Outdoor road traffic noise was modeled according to the 2002/49/EC Directive.21 Noise modeling was performed on behalf of the local city administrations who supplied source-specific traffic noise values applying the VBUS/RLS-9022 method and using the software CadnA.23 For the year 2006, averaged day–evening–night (24-hour) noise levels (Lden) and averaged levels of nighttime noise (Lnight, 22:00–06:00 hour) were modeled considering the following factors: small-scale topography of the area, building dimensions, noise barriers, street axis, type-specific vehicle traffic density, speed limit, and type of road surface.22 The indicator Lden is a weighted noise value integrating 12 hours for day (6:00–18:00), 6 hours for evening (18:00–22:00), and 8 hours for nighttime (22:00–6:00). Lden considers increased annoyance reactions toward traffic noise during evening and night hours, by adding a penalty of 5 dB to evening noise levels and a penalty of 10 dB to night noise levels. The immission of noise at the participant’s residence was estimated at a height of 4 ± 0.2 m selecting the highest estimated noise level within a buffer of 10 m from the residence. In the HNR study, we used noise values estimated at the residential addresses of study participants at baseline (2000–2003), applying the geographic information system ArcGIS. We thereby assumed that average noise levels were relatively stable over time in terms of spatial distribution and exposure level.

We thereby assumed that average noise levels were relatively stable over time in terms of spatial distribution and exposure level.

Indoor noise from outside sources (i.e., traffic) was estimated for 2,697 study participants through combining outdoor noise values (Lden and Lnight) with individual apartment information, which was collected in the 3- to 4-year follow-up questionnaire.
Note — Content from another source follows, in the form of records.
PR #705, opened 2026-04-28
Bugfix vector diff/interp on grids with face connections

anthony-meza:
On grids with face connections, vector components require calls like `grid.diff({"X": U}, "X", other_component={"Y": V})` in order to full utilize the grid information. At the moment, this is **not** equivalent to `grid.diff(U, "X", other_component={"Y": V}).` As I understand it, passing `{"X": U} `tells xgcm that `U` is a vector component, which allows it to use `V` when padding across connected faces.

`_map_func_over_core_dims` in `grid_ufunc.py` was still assuming that the input was always a DataArray (instead of a dict, i.e., `{"X": U}`) when (1) setting up the chunked overlap step, and  (2) when reading chunk sizes after padding. This change unwraps the DataArray from that one-item dictionary before those steps, so vector diff/interp for vector components behaves correctly on grids with face connections instead of failing with `AttributeError: 'dict' object has no attribute 'variable'`.

 - [x] Closes #704

PR #720, opened 2026-06-27
Fix grid ufunc crash on dask-backed vector components (#581)

### LINKED ISSUE #581: [BUG] Issue in grid_ufunc when original_arg is a dictionary

hdrake:
## Summary

Fixes #581: applying a vector grid ufunc (`diff_2d_vector`, `interp_2d_vector`, or the equivalent vector-component `Grid.diff`/`Grid.interp`) crashes on grids **without** face connections when a vector component is supplied as a `{axis_name: DataArray}` dict — for both numpy- and dask-backed arrays.

## Root cause

`diff_2d_vector`/`interp_2d_vector` always wrap each component as `{axis_name: DataArray}`. In `xgcm/padding.py`, `pad()` strips coords (preserving the dict) and then dispatches:

- the **face-connection** path (`_pad_face_connections`) unpacks the dict (it needs the axis to orient the component), but
- the **basic** path (`_pad_basic`) received the dict unchanged and called `da.copy(deep=False)`, raising `TypeError: dict.copy() takes no keyword arguments`.

The originally reported `AttributeError` (`'dict' object has no attribute 'variable'`/`'transpose'`) in `grid_ufunc.py` was already fixed by #705; with that fixed, the reproducer now surfaces this padding crash, which occurs before the grid-ufunc apply step and so affects numpy and dask alike.

## Fix

Unpack the inner `DataArray` from the vector-component dict before calling `_pad_basic`, mirroring what `_pad_face_connections` already does. Minimal and confined to the non-face-connection branch of `pad()`; no change to non-dict or face-connection behavior.

## Test

Adds `test_2d_vector_dict_input_no_face_connections` in `xgcm/test/test_grid.py`, parametrized over `diff_2d_vector`/`interp_2d_vector`, `boundary` in `{fill, extend}`, and numpy vs. dask (chunked). It computes both returned components and asserts no NaNs. Verified it fails on master (8/8 cases) and passes with this fix. Full suite green (4192 passed; the 3 unrelated pre-existing `test_tripolar_realdata.py` failures are not affected).

Closes #581

### DIFF
--- a/docs/whats-new.md
+++ b/docs/whats-new.md
@@ -46,6 +46,13 @@
 
 ### Bugfixes
 
+- Fix `TypeError: dict.copy() takes no keyword arguments` (and the `AttributeError` reported for dask
+  arrays) when applying vector grid ufuncs (e.g. `diff_2d_vector`, `interp_2d_vector`) on grids *without*
+  face connections, where a vector component supplied as a `{axis_name: DataArray}` dict was passed
+  unchanged to the basic padding routine. The dict is now unpacked before basic padding
+  ([#581](https://github.com/xgcm/xgcm/issues/581)).
+  By [Henri Drake](https://github.com/hdrake).
+
 - Fix `diff_2d_vector`/`interp_2d_vector` (and the equivalent vector-component `Grid.diff`/`Grid.interp`)
   on grids with face connections when a vector component is a dask array chunked into more than one chunk
   along its core dimension. The `map_overlap` path now derives the output chunk spec from the padded,
--- a/docs/whats-new.md
+++ b/docs/whats-new.md
@@ -46,10 +46,11 @@
 
 ### Bugfixes
 
-- Fix `TypeError: dict.copy() takes no keyword arguments` (and the `AttributeError` reported for dask
-  arrays) when applying vector grid ufuncs (e.g. `diff_2d_vector`, `interp_2d_vector`) on grids *without*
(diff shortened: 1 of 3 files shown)


hdrake:
**Review summary.** One independent review round; no blocking issues found. The reviewer confirmed the root cause is in `padding.pad()` (the non-face-connection branch handed the `{axis: DataArray}` vector dict straight to `_pad_basic`, hitting `dict.copy()` `TypeError`), that unpacking loses no information on grids without face connections (the partner component is only needed for seam/fold sign handling), and that the dask path is unblocked. Two non-blocking suggestions were addressed in a follow-up commit: the regression test now asserts value correctness via `xr.testing.assert_allclose` (not just that it computes), and the changelog wording was corrected to describe the `pad()` fix. Targeted suite green (8 passed).

PR #721, opened 2026-06-27
Fix #496 and #575: preserve non-core input coordinates through grid operations

### LINKED ISSUE #496: interp change the format of time

### LINKED ISSUE #575: [BUG] Time coordinate being dropped by apply_as_grid_ufunc

hdrake:
## What

Grid operations (`interp`, `diff`, etc.) mishandled coordinates carried on the **input** `DataArray` that sit on non-core (not position-shifted) dimensions:

- **#496** — a coordinate present on both the input and the grid (e.g. a user-recast `time`) was **clobbered** by the grid's (possibly stale) copy.
- **#575** — a coordinate present on the input but **not** on the grid (e.g. a `time` coordinate added to the data) was **dropped** entirely.

## Why

Padding strips all coordinates before applying a grid ufunc, and `_reattach_coords` restored them **only** from `grid._ds.coords`. So input-only coords were never restored (#575), and input coords that also existed on the grid were overwritten with the grid's version (#496).

## How

`apply_as_grid_ufunc` now passes the input arguments' coordinates to `_reattach_coords`, which:
- restores coordinates on **non-core** dims from the **input array** (first input wins for repeated names), and
- still takes the newly position-shifted **core-dim** coordinate from `grid._ds`.

This single change resolves both issues.

## Tests

- `test_preserve_input_noncore_coords` (`test_grid.py`) — interp/diff × numpy/dask: a user-set non-core coord is preserved, a stale core-dim coord is not carried over (#496).
- `test_non_core_coord_on_input_is_preserved` (`test_grid_ufunc.py`) — numpy/dask: a `time` dim-coord and a non-dim coord present on the input but absent from the grid both survive (#575).
- Both confirmed fail-before / pass-after; targeted suites green.

## Note

Supersedes #719 (which fixed #575 alone). Closes #496 and #575.

### DIFF
--- a/docs/whats-new.md
+++ b/docs/whats-new.md
@@ -46,12 +46,12 @@
 
 ### Bugfixes
 
-- Grid operations (e.g. `Grid.interp`, `Grid.diff`) no longer drop or clobber non-core coordinates carried
-  on the input `DataArray`. Padding strips all coordinates and they were only restored from the grid's own
-  dataset, so a coordinate that lived on the input but not on the grid (e.g. a `time` coordinate) was lost,
-  and a coordinate present on both was overwritten with the grid's (possibly stale) copy. Coordinates on
-  non-core dimensions are now preserved from the input array (first input wins for repeated names), while
-  the newly position-shifted core-dim coordinate still comes from the grid
+- Grid operations (e.g. `Grid.interp`, `Grid.diff`, `Grid.cumsum`) no longer drop or clobber non-core
+  coordinates carried on the input `DataArray`. Padding strips all coordinates and they were only restored
+  from the grid's own dataset, so a coordinate that lived on the input but not on the grid (e.g. a `time`
+  coordinate) was lost, and a coordinate present on both was overwritten with the grid's (possibly stale)
+  copy. Coordinates on non-core dimensions are now preserved from the input array (first input wins for
+  repeated names), while the newly position-shifted core-dim coordinate still comes from the grid
   ([#496](https://github.com/xgcm/xgcm/issues/496), [#575](https://github.com/xgcm/xgcm/issues/575)).
 
 - Fix `TypeError: dict.copy() takes no keyword arguments` when applying vector grid ufuncs (e.g.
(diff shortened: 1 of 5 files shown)


hdrake:
**Review summary.** One independent review round; no blocking issues found. The reviewer verified that user-set non-core coordinates (e.g. a re-cast `time`) now survive grid ops with correct dtype and values, while the position-shifted core-dim coordinate still comes from `grid._ds`; and checked the core+non-core spanning-coord case, vector-dict inputs, the cumsum/pad-after path, and that the `#575`/#719 bug is not reintroduced. Two non-blocking suggestions were addressed in a follow-up commit: multi-arg coord precedence now uses first-arg-wins (`setdefault`, consistent with #719) and the regression test was strengthened. `test_grid.py` green (488 passed). Note: this PR overlaps `_reattach_coords` with #719 (#575) and will need to be reconciled with it on merge (see PR description).

hdrake (commented):
Looks good to me.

Indoor noise values for the living room (Indoor Lden) and the bedroom (Indoor Lnight) were derived from outdoor noise estimates through information on room and window orientation, window opening/closing habits, and window type14 (Figure 1). If the room was facing a street other than the postal address street or a side street, 20 dB(A) were subtracted from the outdoor noise level, according to a model for traffic noise in cities.24 Otherwise, room-specific outdoor noise estimates were assumed to be similar to the noise estimates at the participants’ postal address. In addition, participants were asked about their seasonal ventilation behavior. Two separate noise values were then calculated considering days with average temperatures above 10°C, which is the approximate mean temperature in the study area, as warm season (265 days) and days with average temperatures below 10°C (100 days) as cold season. If the windows were usually closed, we subtracted 30 dB(A) from the estimated room-specific outdoor noise level for single- or double-glazed windows and 40 dB(A) for sound-proof windows, according to the Good Practice Guide on Noise Exposure and Potential Health Effects (EEA 2010). “Often” (75% of the time), “seldom” (25% of the time) or “never” closed windows were taken into account by subtracting 21, 16, and 15 dB, respectively, from the room-specific noise estimates, without considering the window type. Any negative indoor noise estimates were set to zero.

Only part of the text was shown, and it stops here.